If we lived in a perfect world where vendors actually implemented ACS
correctly, this looks fine, I approve.  But take a look at the quirks
we call out to via pci_dev_specific_enable_acs().  Both of these are
for Intel root ports, in one case we're twiddling ACS comparable
features in the device, in the other Intel has decided specs don't
matter and used dwords rather than words for the ACS capability and
control registers.  Is disabling redirect via device specific means,
then attempting to re-enable via standard mechanisms perhaps not the
right approach here?  Maybe if we determine a device is slated to
enable p2p we shouldn't call the device specific enabler.  The
non-standard ACS implementation on Intel root ports is still
troublesome though, I wonder if we need a more generic approach for
those...

Maybe we track if we enabled ACS via a device specific quirk and
minimally print an incompatibility error if it's also specified for
disable_acs_redir?  Thanks,

Alex
Logan Gunthorpe July 9, 2018, 4:59 p.m.
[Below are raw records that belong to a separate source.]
PR #329, opened 2020-10-09
Scalability improvements

mangelajo:
In separate commits:

* Support setting up single-node clusters.
* Allow up to 255 clusters by widening the usable IPs

Co-Authored-by: Mike Kolesnik <mkolesni@redhat.com>

### DIFF
--- a/scripts/shared/lib/deploy_funcs
+++ b/scripts/shared/lib/deploy_funcs
@@ -103,12 +103,12 @@ function verify_gw_status() {
 
 function add_subm_gateway_label() {
     [[ ${cluster_subm[$cluster]} = "true" ]] || return 0
-    kubectl label node "${cluster}-worker" "submariner.io/gateway=true" --overwrite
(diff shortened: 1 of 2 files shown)


skitt (approved):

mangelajo:
It seems like sem can't work with functions defined in bash, makes sense...
```
[shipyard]$ [cluster1] sem -j 8 prepare_cluster submariner-operator
[shipyard]$ [cluster1] sed /\[cluster1]/!s/^/[cluster1] /
[cluster1] /usr/bin/bash: prepare_cluster: command not found
[cluster2] /usr/bin/bash: prepare_cluster: command not found
```

I'll remove that from this PR and consider a different solution

mangelajo:
Hmmm, the deployments seem to connect but something goes wrong. Conflicting routes may be?, May be we should give a thought to the IP ranges used

mangelajo:
Ok, I splitted this in #333 and #334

UTC | #2
On 7/6/2018 4:56 PM, Alex Williamson wrote:
> Maybe we track if we enabled ACS via a device specific quirk and
> minimally print an incompatibility error if it's also specified for
> disable_acs_redir?  Thanks,

Ok, makes sense. I'll look at it for v6.

Logan
Logan Gunthorpe July 9, 2018, 10:27 p.m. UTC | #3
Hey Alex,

On 06/07/18 04:56 PM, Alex Williamson wrote:
> Maybe we track if we enabled ACS via a device specific quirk and
> minimally print an incompatibility error if it's also specified for
> disable_acs_redir?  Thanks,

Ok, I dug into this a bit and I think tracking if we enabled via a
device specific quirk does not work. If 'pci_acs_enable' is not set, we
wouldn't know if we used a device specific quirk and still try to
disable a quirked device the standard way.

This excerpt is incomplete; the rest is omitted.